Zolly: Zoom Focal Length Correctly for Perspective-Distorted Human Mesh Reconstruction

As it is hard to calibrate single-view RGB images in the wild, existing 3D human mesh reconstruction methods either use a constant large focal length or estimate one based on the background environment context, which cannot tackle the torso, limb, hand, or face distortion caused by perspective camera projection when the camera is close to the human body. The naive focal length assumptions can harm this task with incorrectly formulated projection matrices.

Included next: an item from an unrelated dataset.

PR #2012, opened 2022-01-12
RTL fix for count-badge-icon

annabelsegalld2l:
Currently, the count bubble is appearing on the incorrect side for RTL languages, until the badge is re-rendered (only on focus, which does not always happen). This leads to the bubbles swapping sides as you tab through the badges.

I was able to narrow down the issue to the RTL mixin not adding the dir="rtl" attribute until the count badge has already rendered. To fix this we can call the mixin's private property, _dir, which does get updated in its constructor. A bunch of places are already doing so (I assume because of similar timing issues?), see https://search.d2l.dev/search?full=%22this._dir%22&defs=&refs=&path=&hist=&type=&xrd=&nn=7&si=full&searchall=true&si=full. I don't think this is a great solution as we shouldn't be touching the mixin's private properties 😞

To solve this, we propose Zolly, the first 3D human mesh reconstruction method focusing on perspective-distorted images. Our approach begins with analysing the reason for perspective distortion, which we find is mainly caused by the relative location of the human body to the camera center. We propose a new camera model and a novel 2D representation, termed distortion image, which describes the 2D dense distortion scale of the human body. We then estimate the distance from distortion scale features rather than environment context features. Afterwards, we integrate the distortion feature with image features to reconstruct the body mesh. To formulate the correct projection matrix and locate the human body position, we simultaneously use perspective and weak-perspective projection loss. Since existing datasets could not handle this task, we propose the first synthetic dataset PDHuman and extend two real-world datasets tailored for this task, all containing perspective-distorted human images. Extensive experiments show that Zolly outperforms existing state-of-the-art methods on both perspective-distorted datasets and the standard benchmark (3DPW).